If to look just to his stats and his potential... Well, then what a great player, but hes also the first to blame for the loss, even if he was carying all the game...


----------



## guilherme.rcf (Mar 4, 2003)

Well, at least Splitter will get some more playing time in the next game. 

Now I hope to see barça winning tomorow. Varejao will be back.


----------



## italianBBlover (Mar 5, 2003)

Per contra: Gianluca Basile made 21 points with 6/10 from 3 and he made a fantastic triple with only 2 seconds before the end for the victory of Bologna VS Efes Istambul ( 76-75).

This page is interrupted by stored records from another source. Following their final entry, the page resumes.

PR #5277, opened 2018-11-14
Snapshot scheduling

monstermunchkin:
This resolves #2610

Issue #2610, opened 2016-11-14
Snapshot scheduling


nlienard:
Hello

Is it possible to implement some extra snapshot feature (ex:  TTL on snapshot)  in order to have them automatically created and deleted when TTL expired.

For the moment i have to use "zfSnap" in crontab; a tool which add a TTL to snapshot and automatically delete the snapshot when TTL is expired.

     # Snap LXC
     0 * * * * /infra/tools/lxd_snap.sh > /tmp/cron_lxd_snap.log 2>&1

basically, it runs : 
/usr/sbin/zfSnap -s -z -a 24h -r zdata/lxd/containers

another cron at midnight to delete old snap  : /usr/sbin/zfSnap -d -s -S

Results is to have a snap per hour : 

    root@inxovh-hy002 (node2):~# ls -la /var/lib/lxd/containers/inxovh-adm001.zfs/.zfs/snapshot/
    total 0
    dr-xr-xr-x 2 root root 2 Nov 14 11:11 .
    dr-xr-xr-x 1 root root 0 Nov  7 20:50 ..
    dr-xr-xr-x 1 root root 0 Nov 14 11:57 2016-11-14_10.45.00--24h
    dr-xr-xr-x 1 root root 0 Nov 14 11:57 2016-11-14_10.46.00--1w
    dr-xr-xr-x 1 root root 0 Nov 14 11:57 2016-11-14_11.00.00--24h
    dr-xr-xr-x 1 root root 0 Nov 14 11:57 2016-11-14_11.11.00--24h

So, that means, snapshot with 24h TTL will be deleted tomorrow and the one with "1w" will be deleted in 7 days.

Using snapshot is useful *not to restore an entire container* (it almost never happens) but to restaure specific files for any reason (- bad modification, deleted by error; wrong update after a patch etc).

So, would it be possible to add a snapshot feature which integrates:

- a scheduler to plan automatic snapshot for containers
- a TTL for each snapshot
- a scheduler to plan automatic remove of old snapshot according to its TTL
- a way to restore specific files without having to to to .zfs/snapshots/files  : 

lxc snapshot <container_name> <frequency> <TTL>

ex:

    lxc snapshot inxovh-adm001  "0 * * * *" 24h
    => will add scheduler to do an hourly snap with 24h TTL for container named  inxovh-adm001 

    lxc snapshot inxovh-adm001  "0 23 * * 7" 1w
    => will add scheduler to do a snap every sunday at 23h00 for container named inxovh-adm001

[...]

PR #15998, opened 2025-07-12
Disable template recursion and add unit tests for `snapshots.pattern`

simondeziel:


shared/util.go
```diff
@@ -1349,7 +1349,7 @@ func RenderTemplate(template string, ctx pongo2.Context) (string, error) {
 
 	// Looks like we're nesting templates so run pongo again
 	if strings.Contains(ret, "{{") || strings.Contains(ret, "{%") {
-		return RenderTemplate(ret, ctx)
+		return "", errors.New("Template contains nested template tags, which is not allowed")
```
tomponline: Shall we limit nesting depth instead to avoid breaking changes? Does the original commit that added that support hint as to a use case we can use as an indicator of a realistic nesting depth limit?

simondeziel: This was introduced by #5277 which addressed #2610. I don't see any justifications for recursion but will add it back with a limit of 5 unless you can come up with a better magic number :)

lxd/instance/instance_utils.go
```diff
@@ -997,7 +997,7 @@ func NextSnapshotName(s *state.State, inst Instance, defaultPattern string) (str
 
 	pattern, err = shared.RenderTemplate(pattern, pongo2.Context{
 		"creation_date": time.Now(),
-	})
+	}, 5)
```
tomponline, line 1000: Can we have a constant for this and a comment explaining why?

simondeziel: https://github.com/canonical/lxd/pull/16022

Now Bologna must win VS Pau and it'll go to Tel Aviv :yes:


----------



## italianBBlover (Mar 5, 2003)

Here the article of *www.euroleague.net* about Bologna-Efes

SKIPPER BOLOGNA vs. EFES PILSEN ISTANBUL (Mar 31, 2004) 
76 - 75 

Bologna, Italy earned its nickname, Basket City, once again on Wednesday by hosting another classic thriller that put Skipper on the brink of the Final Four after Gianluca Basile drilled a three-pointer with 2 seconds left to beat Efes Pilsen 76-75 in Group E. With that shot, Skipper jumped into the group lead at 4-1, needing only to win next week at Pau-Orthez to take the ticket to Tel Aviv. Broken-hearted Efes, which would have qualified if Basile's shot had missed, drops to 3-2, needing a win next week and a Skipper defeat to advance. Efes had won the first game with Skipper by 2 points in Istanbul, so would advance by a single point's difference if they finish with tie records. Skipper trailed much of the game on Wednesday, but stayed close enough to tie in the final minute. Skipper then chose to foul with 8 seconds left, letting Antonio Granger put Efes ahead with 2 free throws. Basile then dribbled the length of the court, stopped and drilled the game-winner. Basile led Skipper with 21 points, including 6 of 10 triples. Carlos Delfino added 15 points, Milos Vujanic and Hanno Mottola bagged 12 apiece and Matjaz Smodis posted 11. For Efes, Trajan Langdon had a floor-high 24 points, Antonio Granger added 18 and Ender Arslan posted 12. 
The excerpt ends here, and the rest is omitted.